Olhando em torno, durante as cerca de duas horas em que ali estive, não vi sequer um negro fora do lugar comum de prestador de serviço. A paz daquelas quadras de tênis e futebol, piscinas, os veleiros e pequenas lanchas estacionadas no hangar, a tranquilidade e a atmosfera despreocupada, sem nenhuma pressa, com a qual aquelas pessoas caminhavam pelas dependências do clube, era algo que remetia a uma intimidade quase familiar, constituída através dos laços indeléveis do privilégio. Esse foi um primeiro pensamento.

É muito bom ser rico e branco no Rio de Janeiro, mesmo estando, como estamos, no fundo do poço.

O segundo pensamento foi o quanto é difícil para as elites brancas, ricas ou de classe média alta da Zona Sul do Rio de Janeiro abrir mão de seus privilégios. É muito bom ser rico e branco no Rio de Janeiro, mesmo estando, como estamos, no fundo do poço.
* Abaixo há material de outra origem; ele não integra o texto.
PR #420, opened 2016-01-05
"Partial patterns" for local date/time/date-time in ZonedDateTime and OffsetDateTime

### LINKED ISSUE #375: Support for culture sensitive date/time in ZoneDateTimePattern for formatting
http://stackoverflow.com/questions/31792508/with-nodatime-how-do-i-format-a-zoneddatetime-in-current-culture

I have a `ZonedDateTime` and I want to display it such that the datetime is formatted with the short date and short time configured on the workstation followed by the offset (something like... 05/01/2005 02:30 PM -05:00). I expected something like this would work...

```csharp
var patternDateTimeOffset = ZonedDateTimePattern.CreateWithCurrentCulture("g o<m>", DateTimeZoneProviders.Tzdb);
lblOriginalDateTimeAndOffsetVal.Text = patternDateTimeOffset.Format(zonedDateTime);
```

BUT, it appears that the "g" is not supported in `ZonedDateTimePattern` the way it is in `LocalDateTimePattern`. The code above throws a `NodaTime.Text.InvalidPatternException`.

I could replace the "g" with "MM/dd/yyyy hh:mm", but then it's not using the current culture.

I could use a `LocalDateTimePattern` for the datetime and then concatenate the offset using the `ZonedDateTimePattern`. This works, but seems ugly.

This seems like a pretty common thing. I'm new to NodaTime, so I'm certain I'm missing something. I'm using NodaTime 1.3.1 and targeting .net 4.0. Any help is appreciated.

jskeet:
Allow the local date, local time, or local date/time parts of ZonedDateTimePattern and OffsetDateTimePattern to be specified as whole patterns, so they can use standard patterns.

It would be logical to allow this within LocalDateTime as well, but it would rarely be as useful, and then we'd need to worry about nested patterns.

This fixes #375 (or at least works around it).

Documentation will be written when we're happy about the behaviour.


src/NodaTime.Test/Text/OffsetDateTimePatternTest.cs
```diff
@@ -78,6 +91,20 @@ public class OffsetDateTimePatternTest : PatternTestBase<OffsetDateTime>
...
             new Data(MsdnStandardExample) { Pattern = "r", Text = "2009-06-15T13:45:30.09+01 (ISO)", Culture = Cultures.FrFr },
 
+            // Custom embedded patterns (or mixture of custom and standard)
+            new Data(2015, 10, 24, 11, 55, 30, AthensOffset) { Pattern = "ld<yyyy*MM*dd>'X'lt<HH_mm_ss> o<g>", Text = "2015*10*24X11_55_30 +03" },
+            new Data(2015, 10, 24, 11, 55, 30, AthensOffset) { Pattern = "lt<HH_mm_ss>'Y'ld<yyyy*MM*dd> o<g>", Text = "11_55_30Y2015*10*24 +03" },
+            new Data(2015, 10, 24, 11, 55, 30, AthensOffset) { Pattern = "l<HH_mm_ss'Y'yyyy*MM*dd> o<g>", Text = "11_55_30Y2015*10*24 +03" },
+            new Data(2015, 10, 24, 11, 55, 30, AthensOffset) { Pattern = "ld<d>'X'lt<HH_mm_ss> o<g>", Text = "10/24/2015X11_55_30 +03" },
+            new Data(2015, 10, 24, 11, 55, 30, AthensOffset) { Pattern = "ld<yyyy*MM*dd>'X'lt<T> o<g>", Text = "2015*10*24X11:55:30 +03" },
+
+            // Standard embedded patterns. Short time versions have a second value of 0 so they can round-trip.
```
malcolmr: "seconds values", perhaps?

malcolmr:
per discussion:
- this seems sensible.
- support for `LocalDateTime` would probably be a good idea too, even though it implies support for e.g. `l<lt<g>>` as a `ZonedDateTime` pattern.

jskeet:
Okay, I think this is now ready for review. I'm not keen on so much code being in SteppedPatternBuilder, but at the moment I can't see anywhere better. Fortunately it's internal.

Docs still to come, of course.

jskeet:
Merging - still need to remember to write docs :)

PR #430, opened 2016-01-19
Use plain reflection instead of Roslyn for annotation tests

jskeet:
At some point we may want to revisit Roslyn, but it's not worth it right now - only one test really needed it.
NCrunch, testing under Mono, and testing under DNX all suffered due to this.


malcolmr:
Nice. Could you remove the Roslyn* test exclusion from the .travis.yml file as well? That was previously required, but should be no longer.

LGTM assuming it passes in that state.

jskeet:
Ah yes, good point. Will fix that, squash, force push, and merge when green. Ta!

PR #363, opened 2022-10-31
Feature/disabled input forms filter

YouriDudock:


ThomasRitense:
@YouriDudock Should a disabled field be pre-filled?

anna-ritense:
@YouriDudock Does this take into account that "disabled" is a native formio component property with it's own functionality. In some forms we disable and enable components based on other form components, thus creating a situation where we can no longer submit those changes.
Example:
Form initialises a disabled textfield component and a radio button. Based on radio input we either want to let the user modify the data in the textfield or not. But now because the form definition says this textfield was disabled on form load, the user's changes will be discarded.

YouriDudock:
> @YouriDudock Does this take into account that "disabled" is a native formio component property with it's own functionality. In some forms we disable and enable components based on other form components, thus creating a situation where we can no longer submit those changes. Example: Form initialises a disabled textfield component and a radio button. Based on radio input we either want to let the user modify the data in the textfield or not. But now because the form definition says this textfield was disabled on form load, the user's changes will be discarded.

I would assume that the form definition always represents the newest form definition during submit, so any switches from disabled to enabled should be captured. In your example, the data should only be send if the radiobutton enables the textfield. 

This is just my opinion. Team @valtimo-platform/valtimo-product-team @valtimo-platform/valtimo should further specify requirements / constraints

YouriDudock:
> @YouriDudock Should a disabled field be pre-filled?

Good question. I think team @valtimo-platform/valtimo @valtimo-platform/valtimo-product-team should further specify requirement/constraints

anna-ritense:
> In your example, the data should only be send if the radiobutton enables the textfield.

This is not how the `disabled` property works in formio. If we want data to not be accepted, we set `"input": false`. The functionality of `"disabled": true` in formio is cosmetic/interactive. We still want the data of a disabled component to be accepted.

Another example:
We have a list of incomes and at the bottom of the list a disabled textfield component that the user can not modify, but can see the total being summed up. We still want to submit that total and it be accepted.

YouriDudock:
> > In your example, the data should only be send if the radiobutton enables the textfield.
> 
> This is not how the `disabled` property works in formio. If we want data to not be accepted, we set `"input": false`. The functionality of `"disabled": true` in formio is cosmetic/interactive. We still want the data of a disabled component to be accepted.
> 
> Another example: We have a list of incomes and at the bottom of the list a disabled textfield component that the user can not modify, but can see the total being summed up. We still want to submit that total and it be accepted.

This is an incorrect assumption on how Valtimo works. The function that looks for the 'input=false' is meant to detect input components. It was not meant for setting actual input components to false, so that the data won't be saved. This can be confirmed by looking at the acceptance criteria of what an input component is according to Valtimo:

`(isInputComponent(fieldNode) || isTextFieldComponent(fieldNode)) && !isButtonTypeComponent(fieldNode)`

Here we can see that for a text field that it is always an input component, thus it will be saved. It does not matter if the input was set to false.

Using disabled to filter a field during a submit is common and accepted practise for web. It is the default behavior for any HTML form submit. We should follow this standard and not make up our own versions.

However your example might be a real problem, we should definitely look into a proper solution for this. Which might already exists if we look into the standard.

Rick-Ritense (approved):

PR #365, opened 2022-10-31
Updated dependencies

ivo-ritense:


openzaak/src/main/kotlin/com/ritense/openzaak/form/OpenZaakFormFieldDataResolver.kt
```diff
@@ -23,13 +23,13 @@ import com.ritense.openzaak.service.impl.ZaakService
...
 import com.ritense.valtimo.contract.form.ExternalFormFieldType
 import com.ritense.valtimo.contract.form.FormFieldDataResolver
-import java.util.UUID
 
 class OpenZaakFormFieldDataResolver(
     private val zaakService: ZaakService,
     private val zaakInstanceLinkService: ZaakInstanceLinkService
 ) : FormFieldDataResolver {
 
+    @Deprecated("Deprecated in Java")
```
Rick-Ritense, line 32: I don't fully get what the message is supposed to say. It will be removed for java but will still be available for Kotlin?

The @Deprecated should also include the "since" attribute telling in what version the method became deprecated so we know when we can remove it

milestones/build.gradle
```diff
@@ -59,15 +59,15 @@ dependencies {
     implementation "org.springframework:spring-jdbc"
 
     // Mapstruct
-    implementation "org.mapstruct:mapstruct-jdk8:${mapstruct_version}"
-    annotationProcessor "org.mapstruct:mapstruct-processor:${mapstruct_version}"
+    implementation "org.mapstruct:mapstruct-jdk8:${mapstructVersion}"
+    annotationProcessor "org.mapstruct:mapstruct-processor:${mapstructVersion}"
```
Rick-Ritense, line 63: I get a compilation error while running all the tests on this part

```
D:\Workspace\valtimo\valtimo-backend-libraries\milestones\src\main\java\com\ritense\valtimo\milestones\autoconfigure\MilestonesAutoConfiguration.java:33: error: package org.mapstruct.factory does not exist
import org.mapstruct.factory.Mappers;
```

Rick-Ritense (approved):

openzaak/src/main/kotlin/com/ritense/openzaak/form/OpenZaakFormFieldDataResolver.kt
ivo-ritense: It's a new kotlin thing where you are required to mark methods as deprecated when the method is deprecated in the class or interface that defines it. I could change this, but it should be removed in the next story anyway.

Rick-Ritense: ok didn't know that. Thanks for the clarification

PR #372, opened 2022-11-02
Introduced springdoc for OpenAPI support.

ivo-ritense:


web/src/main/java/com/ritense/valtimo/web/autoconfigure/SwaggerAutoConfiguration.java
```diff
@@ -58,43 +50,35 @@ public class SwaggerAutoConfiguration {
      * @return the Swagger Springfox configuration
      */
     @Bean
-    @ConditionalOnMissingBean(name = "swaggerSpringfoxDocket")
-    public Docket swaggerSpringfoxDocket(SwaggerProperties swaggerProperties) {
+    @ConditionalOnMissingBean(name = "valtimoOpenAPI")
+    public OpenAPI valtimoOpenAPI(SwaggerProperties swaggerProperties) {
```
Rick-Ritense, line 54: Shouldn't the SwaggerProperties class be renamed as well?

web/src/main/java/com/ritense/valtimo/web/autoconfigure/SwaggerAutoConfiguration.java
```diff
@@ -45,10 +39,8 @@
 @Configuration
 @EnableConfigurationProperties(value = {SwaggerProperties.class})
 @ConditionalOnProperty(value = {"valtimo.swagger.enabled"})
-@EnableSwagger2
```
Rick-Ritense, line 48: Since this class no longer uses swagger I think this class and the security configurer should be renamed as well

Same with the log messages below

web/src/main/java/com/ritense/valtimo/web/autoconfigure/SwaggerAutoConfiguration.java
ivo-ritense: I suppose while i'm working on this i could rename all swagger related things to OpenAPI.

Rick-Ritense (approved):

marijnritense (approved):

PR #373, opened 2022-11-02
fix: Shouln't create search field with same key

Klaas-Ritense:


ivo-ritense:
We should also have a test to cover this.

Rick-Ritense (approved):

PR #377, opened 2022-11-05
Improve error handling and logging for unsupported JWT tokens.

erik-ritense:


erik-ritense:
This PR is inspired by the situation when there is a valid JWT without an email address. In the current situation this results in two NullPointerException stacktraces (one for email and one for authentication).

keycloak-iam/src/main/java/com/valtimo/keycloak/security/jwt/authentication/KeycloakTokenAuthenticator.java
```diff
@@ -50,19 +50,19 @@ public KeycloakTokenAuthenticator(String keycloakClient) {
     public boolean supports(Claims claims) {
         try {
             final String email = getEmail(claims);
-            if (email.isBlank()) {
-                logger.debug("Support failed: email is blank");
+            if (email == null || email.isBlank()) {
```
marijnritense, line 53: I think this brings up an interesting point. If the value is there but empty, you can argue it's deliberate (and so we can say the email should not be blank), but if the field is not there altogether, then email is not left blank, because it isn't present. Maybe this warrants a separate if statement instead, stating "email must be present"?

marijnritense:
@erik-ritense I would like to see a documentation PR as well before approving this.

keycloak-iam/src/main/java/com/valtimo/keycloak/security/jwt/authentication/KeycloakTokenAuthenticator.java
erik-ritense: Agreed, I can make the null check a separate if statement

Klaas-Ritense (approved):

core/src/main/java/com/ritense/valtimo/security/jwt/exception/TokenAuthenticatorNotFoundException.java
```diff
@@ -0,0 +1,8 @@
+package com.ritense.valtimo.security.jwt.exception;
```
Klaas-Ritense, line 1: The build pipeline is failing because this new class is missing the Copyright information
```
[ant:checkstyle] [ERROR] /tmp/jenkins-377d2bce/workspace/ltimo_-_Backend_libraries_PR-377/core/src/main/java/com/ritense/valtimo/security/jwt/exception/TokenAuthenticatorNotFoundException.java:1: Missing a header - not enough lines in file. [RegexpHeader]
```

erik-ritense: Thanks, I was not aware of this . I will add the copyright header.

PR #383, opened 2022-11-10
#37574 extend document search possibilities

Klaas-Ritense:


document/src/main/java/com/ritense/document/domain/search/SearchRequestValue.java
```diff
@@ -0,0 +1,103 @@
...
+import java.util.List;
+import java.util.stream.Collectors;
+
+import static com.ritense.valtimo.contract.utils.AssertionConcern.assertArgumentFalse;
+import static com.ritense.valtimo.contract.utils.AssertionConcern.assertArgumentTrue;
+
+/**
+ *
+ */
+public class SearchRequestValue {
```
Rick-Ritense, line 32: Empty comment?

document/src/test/resources/config/application.yml
```diff
@@ -46,3 +46,8 @@ valtimo:
     versioning.enabled: true
     plugin:
         encryption-secret: "abcdefghijklmnop"
+
+logging:
+    level:
+        org.hibernate.SQL: DEBUG
+        org.hibernate.type: TRACE
```
Rick-Ritense, line 53: Do we want to keep this?
Seems obsessive for non-development purposes

Klaas-Ritense: This is used in the integration-tests and is very useful for debugging issues with the document search

contract/src/main/java/com/ritense/valtimo/contract/database/QueryDialectHelper.java
```diff
@@ -23,7 +23,9 @@
 
 public interface QueryDialectHelper {
 
-    Expression<?> getJsonValueExpression(CriteriaBuilder cb, Path column, String path);
+    Expression<String> getJsonValueExpression(CriteriaBuilder cb, Path column, String path);
```
ivo-ritense, line 26: Is there a reason why this is 2 different methods? Can't we just pass in the string class for the other one and get rid of this method?

document/src/main/java/com/ritense/document/domain/search/SearchRequest2.java
```diff
@@ -0,0 +1,154 @@
...
+ */
+
+package com.ritense.document.domain.search;
+
+import java.util.ArrayList;
+import java.util.List;
+import java.util.stream.Collectors;
+
+public class SearchRequest2 {
+    private SearchOperator searchOperator = SearchOperator.OR;
```
ivo-ritense, line 24: i would say the default should be AND

document/src/main/java/com/ritense/document/service/impl/JsonSchemaDocumentSearchService.java
```diff
@@ -158,44 +244,238 @@ private void addJsonFieldPredicates(CriteriaBuilder cb, Root<JsonSchemaDocument>
...
+        } else {
+            throw new IllegalArgumentException("Search path doesn't start with known prefix: '" + searchCriteria.getPath() + "'");
+        }
+
+        var rangeFrom = searchCriteria.<T>getRangeFrom();
+        var rangeTo = searchCriteria.<T>getRangeTo();
+
+        switch (searchCriteria.getSearchType()) {
+            case LIKE:
+                return cb.or(searchLike(cb, value, searchCriteria.getValues()));
```
ivo-ritense, line 306: Why is the `cb.or` here? Do that still work with an and search?

ivo-ritense: I guess it's to support lists of strings?

Klaas-Ritense: Yes, its to support this:
```
new SearchRequest2().addOtherFilters(new SearchRequest2.SearchCriteria2()
    .path("doc:customer.fullName")
    .searchType(LIKE)
    .addValue("John D")
    .addValue("Jane D"))
```

contract/src/main/java/com/ritense/valtimo/contract/database/QueryDialectHelper.java
Klaas-Ritense: Yes, the method is no longer needed. But there is one project that uses this method still. So removing it is a breaking change

document/src/main/java/com/ritense/document/domain/search/SearchRequest2.java
Klaas-Ritense: Changed

PR #384, opened 2022-11-10
Improved performance of document definition list endpoint.

ivo-ritense:


Klaas-Ritense (approved):

document/src/main/java/com/ritense/document/repository/impl/JsonSchemaDocumentDefinitionRepository.java
```diff
@@ -27,24 +27,55 @@
...
-    @Query(""
-        + "SELECT  distinct dd "
-        + "FROM    JsonSchemaDocumentDefinition dd "
-        + "INNER JOIN JsonSchemaDocumentDefinitionRole ddRole ON ddRole.id.documentDefinitionName = dd.id.name AND ddRole.id.role in :roles "
-        + "WHERE   dd.id.version = (" +
-        "   SELECT max(dd2.id.version) " +
-        "   FROM JsonSchemaDocumentDefinition dd2 " +
-        "   WHERE dd2.id.name = dd.id.name " +
-        ") ")
+    @Query(nativeQuery = true, value = "" +
```
Tom-Ritense, line 30: I want to let u know that native queries have a downside. Using Hibernate filters is not possible in conjunction with native queries. I say this because filters can be tool for a multi-tenacy approach of filtering data.

marijnritense: Good point. In this case we've observed an improvement on performance of up to 50 times, reducing a call from 10 seconds to less than half a second. But what you're saying is definitely something to keep in mind.

Tom-Ritense: Note that staying in HSQL syntax you could improve the maybe also.

ivo-ritense: As discussed: The reason we do this as a native query is because the where in has bad performance in MySQL. The fix for that is the inner join that you see in this native query. The same is not possible in HQL, that's why we opted for the native query. For now we're merging this in the understanding that we might have to make manual changes if we introduce hibernate filters in the future.

PR #402, opened 2022-11-22
#42785 [BE] Resolve value of all process link properties

Klaas-Ritense:


document-generation/smartdocuments/src/test/kotlin/com/ritense/smartdocuments/plugin/SmartDocumentsPluginIntegrationTest.kt
```diff
@@ -170,6 +161,55 @@ class SmartDocumentsPluginIntegrationTest : BaseSmartDocumentsIntegrationTest()
         )
     }
 
+    @Test
+    fun `should resolve template-name value from process-variable`() {
```
marijnritense, line 165: Do we want to include a test to validate how Valtimo responds when the process variable can't be found?

marijnritense (approved):

PR #412, opened 2022-11-29
Override existing Camunda endpoint

luis-soares-ritense:


core/src/test/resources/examples/bpmn/shouldDeploy.xml
```diff
@@ -0,0 +1,46 @@
+<?xml version="1.0" encoding="UTF-8"?>
```
Klaas-Ritense, line 1: `shouldDeploy.xml` I guess the .xml is to prevent Camunda from autodeploying the BPMN?

Klaas-Ritense (approved):

core/src/test/resources/examples/bpmn/shouldDeploy.xml
luis-soares-ritense: yes it is. shouldn't it be looking only to the bpmn folder?

Klaas-Ritense: Camunda does the deployment for us. We haven't really had a reason to change it. See:
https://github.com/camunda/camunda-bpm-platform/blob/master/spring-boot-starter/starter/src/main/java/org/camunda/bpm/spring/boot/starter/property/CamundaBpmProperties.java#L41

luis-soares-ritense: https://docs.camunda.org/manual/7.8/user-guide/spring-boot-integration/configuration/#camunda-engine-properties

we could add  camunda.bpm.deployment-resource-pattern: classpath:bpmn/*.bpmn

PR #425, opened 2022-12-09
Bugfix: Search on date

Klaas-Ritense:
Searching on a date gives an error when the date is saved as an empty string in the document JSON.

The error Postgres SQL look a little like this:
```
SELECT jsonb_path_query_first('{"myDate": ""}','$.myDate')::TEXT::DATE
```
Gives error:
```
SQL Error [22007]: ERROR: invalid input syntax for type date: """"
```

Solution:
```
SELECT CASE WHEN(jsonb_path_query_first('{"myDate": ""}','$.myDate')::TEXT) IN('""') THEN null ELSE BTRIM(jsonb_path_query_first('{"myDate": ""}','$.myDate')::TEXT, '"')::DATE END
```

Its beautiful


theo-ritense (approved):

theo-ritense:
Beautiful

PR #426, opened 2022-12-09
#42594: Prevent creation of duplicate form flow instances

Klaas-Ritense:
Clicking twice to open a user task, sometimes creates two FormFlowInstances. Which will result in an error


theo-ritense (approved):
It doesn't harm to add @Transactional here, but does it really fix the issue? Really depends on the type of locking I guess.

PR #428, opened 2022-12-12
#42596 FormFlowInstanceId available in step

Klaas-Ritense:


form-flow/src/main/kotlin/com/ritense/formflow/domain/instance/FormFlowStepInstance.kt
```diff
@@ -79,6 +79,9 @@ data class FormFlowStepInstance(
                 "key" to stepKey,
                 "submissionData" to instance.getSubmissionDataContext()
             ),
+            "instance" to mapOf(
```
marijnritense, line 82: Maybe just a variable at the lowest level, so instanceId? Additional properties are also on this same level.

ivo-ritense (approved):

PR #8, opened 2017-12-15
increase the font size of admin UI

abbyck:


abbyck:
@nemesisdesign Can you please check this.

abbyck:
@nemesisdesign I thought my only duty is to change the font. I too had that idea of adjusting padding. I will try as you said.
@rohithasrk point no:1 , by tabs you mean the tables, right?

Mesmo quando não se é muito rico, nem muito branco, desde que se alcance uma combinação favorável dessas duas condições, de modo a ser capaz de fazer parte dos círculos sociais protegidos em que vive a elite carioca. Sem falar que a vista é sem igual, especialmente quando se pode desfrutar dela em recantos exclusivos, resorts, clubes, condomínios e restaurantes de luxo, sem perturbações, perigos ou ruídos.

Tudo isso me levou a respirar fundo, já saindo do clube, e pensar que o caminho da igualdade passa por uma mudança somente possível com a ruptura dos espaços de privilégio por aqueles que até agora estiveram sentados a margem do banquete. O lugar do privilégio é muito confortável para que se queira deixá-lo voluntariamente. Ainda guardo na memória o que aconteceu quando de maneira muito modesta, mas extremamente significativa, se implantou a política de cotas, trazendo para o espaço da universidade pública uma população de jovens que até então não tinha o ensino superior no seu horizonte. A reação foi brutal e ainda hoje ouvimos os mesmos argumentos carcomidos de ressentimento sobre “racismo às avessas”, “mérito”, “rebaixamento da qualidade” etc.

É necessário a construção de um outro normal, mais diverso e inclusivo. Para isso é preciso abrir espaços para o protagonismo, a criatividade e a beleza da juventude das periferias e favelas. Escutar as vozes e demandas das jovens mulheres feministas que reinventam a ação política e a luta por direitos, obtendo conquistas inimagináveis há bem pouco tempo. Reconhecer os movimentos que reivindicam a cidade como território de todos, a ser desfrutado e ocupado por todos os atores sociais, na sua colorida diversidade. Abrir espaço para artistas e criadores negros ocuparem o seu lugar na mídia e nas artes, especialmente no campo do áudio visual (cinema, TV, internet), com suas narrativas e experiências, como autores, roteiristas, diretores, atores e curadores. Criar as condições para o florescimento do empreendedorismo popular, capaz de reinventar a economia local e produzir circuitos de produção solidária com enorme potencial de geração de riqueza. Qualquer um que já tenha se aproximado da vida econômica de uma grande favela sabe do que estou falando.

É preciso que o privilégio seja um lugar de desconforto e não de desfrute.

No entanto, nada disso virá apenas através de um movimento de conscientização dos que detém os privilégios, por mais importante que seja a construção de pontes e diálogos que aproximem mundos tão apartados. Eles terão que ser incentivados a abrir mão de tanto desfrute e conforto – ou pelo menos, digamos, compartilhar com um universo mais amplo de pessoas – pelo protagonismo e mobilização dos excluídos. Somente a participação ativa e a visibilidade desses novos atores sociais levará os que sempre estiveram protegidos pelos muros invisíveis da exclusão social a abrir espaço e reconhecer que não são os únicos a terem direito a ter direitos. É preciso que o privilégio seja um lugar de desconforto e não de desfrute. Esse é o nosso principal desafio se queremos superar as desigualdades que se nutrem do racismo, do sexismo e da violência que estruturam as relações sociais no Brasil.